DATA EXCERPTS:
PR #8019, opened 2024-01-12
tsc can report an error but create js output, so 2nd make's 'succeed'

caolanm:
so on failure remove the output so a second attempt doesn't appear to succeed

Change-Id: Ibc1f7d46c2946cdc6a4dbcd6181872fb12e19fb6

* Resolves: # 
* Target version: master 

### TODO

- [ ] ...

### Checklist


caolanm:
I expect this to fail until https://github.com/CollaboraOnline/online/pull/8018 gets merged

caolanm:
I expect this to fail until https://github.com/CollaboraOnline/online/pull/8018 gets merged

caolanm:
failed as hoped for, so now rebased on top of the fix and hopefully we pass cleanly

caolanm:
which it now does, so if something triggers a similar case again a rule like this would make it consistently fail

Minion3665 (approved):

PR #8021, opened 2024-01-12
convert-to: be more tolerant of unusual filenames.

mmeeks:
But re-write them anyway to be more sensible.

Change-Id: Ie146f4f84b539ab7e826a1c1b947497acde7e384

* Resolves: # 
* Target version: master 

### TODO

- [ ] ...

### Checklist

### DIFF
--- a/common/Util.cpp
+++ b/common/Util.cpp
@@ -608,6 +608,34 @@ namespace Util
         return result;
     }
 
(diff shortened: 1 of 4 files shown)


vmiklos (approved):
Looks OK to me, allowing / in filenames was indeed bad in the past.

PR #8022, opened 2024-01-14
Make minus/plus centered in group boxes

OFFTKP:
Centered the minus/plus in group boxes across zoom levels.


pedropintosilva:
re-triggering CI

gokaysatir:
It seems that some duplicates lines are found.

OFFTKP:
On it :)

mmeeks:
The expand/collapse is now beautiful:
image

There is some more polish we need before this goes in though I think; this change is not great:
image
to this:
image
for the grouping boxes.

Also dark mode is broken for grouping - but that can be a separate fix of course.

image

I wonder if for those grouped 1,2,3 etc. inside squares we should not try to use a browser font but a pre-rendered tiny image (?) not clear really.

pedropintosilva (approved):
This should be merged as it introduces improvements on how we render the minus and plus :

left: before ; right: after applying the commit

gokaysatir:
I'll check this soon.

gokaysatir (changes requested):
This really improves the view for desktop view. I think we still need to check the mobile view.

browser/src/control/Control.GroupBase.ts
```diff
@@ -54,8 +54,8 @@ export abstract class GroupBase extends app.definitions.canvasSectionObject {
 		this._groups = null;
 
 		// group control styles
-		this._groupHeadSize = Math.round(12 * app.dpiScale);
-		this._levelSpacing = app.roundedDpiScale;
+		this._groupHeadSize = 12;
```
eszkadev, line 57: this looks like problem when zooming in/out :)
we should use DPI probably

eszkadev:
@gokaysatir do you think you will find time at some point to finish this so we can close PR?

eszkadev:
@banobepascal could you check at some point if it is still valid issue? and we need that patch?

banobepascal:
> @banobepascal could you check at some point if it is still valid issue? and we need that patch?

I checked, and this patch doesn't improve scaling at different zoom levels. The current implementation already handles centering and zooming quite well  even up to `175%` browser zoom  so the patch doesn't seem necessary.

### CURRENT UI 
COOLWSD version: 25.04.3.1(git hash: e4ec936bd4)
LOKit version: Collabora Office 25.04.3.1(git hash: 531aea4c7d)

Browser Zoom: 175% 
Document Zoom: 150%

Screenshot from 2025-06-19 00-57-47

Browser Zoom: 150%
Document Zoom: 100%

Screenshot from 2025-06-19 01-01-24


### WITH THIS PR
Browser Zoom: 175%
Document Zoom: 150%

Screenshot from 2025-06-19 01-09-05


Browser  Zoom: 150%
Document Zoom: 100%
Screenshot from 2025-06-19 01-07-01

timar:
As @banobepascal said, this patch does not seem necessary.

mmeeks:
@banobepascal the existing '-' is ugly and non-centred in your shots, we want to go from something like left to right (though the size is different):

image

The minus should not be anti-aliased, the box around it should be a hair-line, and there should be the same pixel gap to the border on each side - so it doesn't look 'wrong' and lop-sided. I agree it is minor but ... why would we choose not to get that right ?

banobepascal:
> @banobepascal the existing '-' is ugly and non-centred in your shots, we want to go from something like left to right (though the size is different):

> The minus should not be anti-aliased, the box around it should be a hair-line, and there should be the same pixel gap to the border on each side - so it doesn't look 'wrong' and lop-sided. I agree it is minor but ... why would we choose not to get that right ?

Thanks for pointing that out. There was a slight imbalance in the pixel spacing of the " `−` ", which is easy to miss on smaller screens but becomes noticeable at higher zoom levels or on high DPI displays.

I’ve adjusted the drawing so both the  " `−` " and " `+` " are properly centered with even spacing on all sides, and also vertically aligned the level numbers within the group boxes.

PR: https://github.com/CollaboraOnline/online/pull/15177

EXERCISE REQUIREMENTS: A complete answer reproduces every line of the records in which the word "like" occurs.

ANSWER SECTION:
which it now does, so if something triggers a similar case again a rule like this would make it consistently fail
eszkadev, line 57: this looks like problem when zooming in/out :)
@banobepascal the existing '-' is ugly and non-centred in your shots, we want to go from something like left to right (though the size is different):
> @banobepascal the existing '-' is ugly and non-centred in your shots, we want to go from something like left to right (though the size is different):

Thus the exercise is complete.